Zusätzlich werden die Standards der Leistungserbringung der Sozialen Arbeit vermehrt in der
Öffentlichkeit in Frage gestellt. Diese Entwicklung geht auf eine zunehmende und sich verstärkende Spaltung der Gesellschaft in Arm und Reich zurück.

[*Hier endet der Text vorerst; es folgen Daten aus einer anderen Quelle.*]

PR #2425, opened 2018-06-25
react-redux: mapDispatchToProps can return an object

### LINKED ISSUE #2284: [react-redux] mapDispatchToProps incorrectly maps action type to component
when using `mapDispatchToProps` as Object it forces component properties to return redux action objects.... 
`react-redux@5.x.x`

```js
// actions.js
export const LOAD_PRODUCT = {
  REQUEST: "product/LOAD_PRODUCT_REQUEST",
};

export const loadProductAction = (id: number) => ({
  type: LOAD_PRODUCT.REQUEST,
  id
});


// container.js
const mapStateToProps = state => ({
});

const mapDispatchToProps = {
  loadData: loadProductAction
};

export const ProductInfo = connect(mapStateToProps, mapDispatchToProps)(
  ProductView
);


// component.js
type Props = {
  loadData: number => void,
};

export class ProductView extends React.Component<Props> { 
  render() { ... }
}


```

flow check returns 
```
undefined [1] is incompatible with object literal [2] in the return value.

     src/shared/features/product/product-info/component.js
     23│ };
     24│
     25│ type Props = {
 [1] 26│   loadData: number => void,
     27│   product: TProduct
     28│ };
     29│

     src/shared/features/product/actions.js
 [2]  6│ export const loadProductAction = (id: number) => ({
      7│   type: LOAD_PRODUCT.REQUEST,
      8│   id
      9│ });
```

which assumes that component props function `loadData` should return `Action` type which is incorrect, since it's wrapped with dispatch and does not return anything 

changing `mapStateToProps` 

```
const mapDispatchToProps = (dispatch: any => void) => ({
   loadData: id => dispatch(loadProductAction(id))
});
```
fixes flow error, but I would like to use object variant for some reason. I believe it used to work previously

Anujan:
This fixes #2284

### DIFF
--- a/definitions/npm/react-redux_v5.x.x/flow_v0.63.0-/react-redux_v5.x.x.js
+++ b/definitions/npm/react-redux_v5.x.x/flow_v0.63.0-/react-redux_v5.x.x.js
@@ -33,6 +33,8 @@ declare module "react-redux" {
 
   declare type MapDispatchToProps<A, OP: Object, RDP: Object> = (dispatch: Dispatch<A>, ownProps: OP) => RDP;
 
+  declare type MapObjDispatchToProps<RDP: Object> = RDP;
+
   declare type MergeProps<SP: Object, DP: Object, MP: Object, RMP: Object> = (
     stateProps: SP,
     dispatchProps: DP,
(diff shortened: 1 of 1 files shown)


AndrewSouthpaw:
There are test errors, you'll need to fix that first.

AndrewSouthpaw:
cc @villesau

Der Mainstream neoliberaler Tendenzen
Es setzt sich eine Dominanz durch, dass Institutionen der Sozialen Arbeit betriebsähnliche
Strukturen aufbauen. Es geht dabei um eine ‚Deklimatisierung‘ ‚Reprivatisierung‘ und
‚Technologisierung‘ des Sozialen. Effizienz und Effektivität sind zentral, auch in Methoden und
Organisationsmodellen. Im Fachdiskurs erhalten Fragen der Gerechtigkeit jedoch bereits
wieder mehr Gewicht. Der Mainstream der Diskussion wird eher von jenen neoliberalen und
neokonservativen Tendenzen beherrscht, die darauf setzen, dass ökonomische Prinzipien
Priorität erhalten und dass die Aufgabe der Menschen darin gesehen wird, mitspielen zu
können und zu müssen und sich als Humankapital, als sinnvolles Glied der produzierenden und
konsumierenden Gesellschaft zu präsentieren und dies ihre eigentliche Aufgabe ist. Diese Entwicklung beinhaltet Konkurrenz und steht als Antiprogramm zur sozialen Gerechtigkeit. Es
kommt nicht darauf an, dass alle gerecht miteinander leben, sondern wer oben ist und wer als
erster oben ankommt, gewinnt. Das ist diese gesellschaftliche Tendenz. Dies führt dazu, dass
die sozialen Probleme ‚deklimatisiert‘ und die Schwierigkeiten der Menschen privatisiert werden. Das geht einher mit einem massiven Neokonservativismus.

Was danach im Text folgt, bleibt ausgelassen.